Last entry I got my proof of concept arcade emulator going. I’m calling the project “arkade”. First thing was I setup a new github repo for the project. Last time I’d found that archive.org seems to use MAME version 0.239 and emsdk 3.0.0 – after some more trial and error I found that they actually use emsdk v3.1.0 (based on matching the llvm hash in the version string that gets dumped.

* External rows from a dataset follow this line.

PR #335, opened 2020-10-15
Added request body chunking

### LINKED ISSUE #126: Chunk large request bodies into multiple http.request.body events
I've been searching through the code and Channels seems to support reading chunked bodies, but Daphne always sends the whole body in the `http.request` message.
Am i missing something?

shinuza:
The entire body was previously read in memory which would lead the server to be killed by the scheduler.
This change allows 8 kb chunks to be read until the entire body is consumed.

Fixes #126

### DIFF
--- a/README.rst
+++ b/README.rst
@@ -112,7 +112,7 @@ should start with a slash, but not end with one; for example::
 Python Support
 --------------
 
-Daphne requires Python 3.5 or later.
+Daphne requires Python 3.6 or later.
 
 
 Contributing
--- a/daphne/http_protocol.py
+++ b/daphne/http_protocol.py
@@ -185,9 +185,19 @@ class WebRequest(http.Request):
                     # Not much we can do, the request is prematurely abandoned.
                     return
                 # Run application against request
-                self.application_queue.put_nowait(
-                    {"type": "http.request", "body": self.content.read()}
-                )
+                buffer_size = self.server.request_buffer_size
+                while True:
+                    chunk = self.content.read(buffer_size)
+                    more_body = not (len(chunk) < buffer_size)
+                    payload = {
+                        "type": "http.request",
+                        "body": chunk,
+                        "more_body": more_body,
+                    }
+                    self.application_queue.put_nowait(payload)
+                    if not more_body:
+                        break
+
         except Exception:
             logger.error(traceback.format_exc())
             self.basic_error(
--- a/daphne/server.py
+++ b/daphne/server.py
@@ -42,6 +42,7 @@ class Server(object):
         signal_handlers=True,
         action_logger=None,
         http_timeout=None,
+        request_buffer_size=8192,
         websocket_timeout=86400,
         websocket_connect_timeout=20,
         ping_interval=20,
@@ -67,6 +68,7 @@ class Server(object):
         self.http_timeout = http_timeout
         self.ping_interval = ping_interval
         self.ping_timeout = ping_timeout
+        self.request_buffer_size = request_buffer_size
         self.proxy_forwarded_address_header = proxy_forwarded_address_header
         self.proxy_forwarded_port_header = proxy_forwarded_port_header
         self.proxy_forwarded_proto_header = proxy_forwarded_proto_header
--- a/daphne/testing.py
+++ b/daphne/testing.py
@@ -18,11 +18,12 @@ class DaphneTestingInstance:
 
     startup_timeout = 2
 
-    def __init__(self, xff=False, http_timeout=None):
+    def __init__(self, xff=False, http_timeout=None, request_buffer_size=None):
         self.xff = xff
         self.http_timeout = http_timeout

So I locked that into a Dockerfile:
FROM ubuntu:24.04
ENV EMSDK_VER=3.1.0
ENV MAME_VER=mame0239
RUN apt update \
&& DEBIAN_FRONTEND=noninteractive \
apt -y install git build-essential python3 libsdl2-dev libsdl2-ttf-dev \
libfontconfig-dev libpulse-dev qtbase5-dev qtbase5-dev-tools qtchooser qt5-qmake \
&& apt clean \
&& rm -rf /var/lib/apt/lists/*
# Build up latest copy of mame for -xmllist function
RUN git clone https://github.com/mamedev/mame --depth 1 \
&& make -C /mame -j $(nproc) OPTIMIZE=3 NOWERROR=1 TOOLS=0 REGENIE=1 \
&& install /mame/mame /usr/local/bin \
&& rm -rf /mame
#Setup to build WEBASSEMBLY versions
RUN git clone https://github.com/mamedev/mame --depth 1 --branch $MAME_VER \
&& git clone https://github.com/emscripten-core/emsdk.git \
&& cd emsdk \
&& ./emsdk install $EMSDK_VER \
&& ./emsdk activate $EMSDK_VER
ADD Makefile.docker /Makefile
WORKDIR /
RUN mkdir -p /output
The docker image also has a full build of the latest version of MAME (I’ll use that later). The last command sets up the MAME and Enscripten versions that seemed to work.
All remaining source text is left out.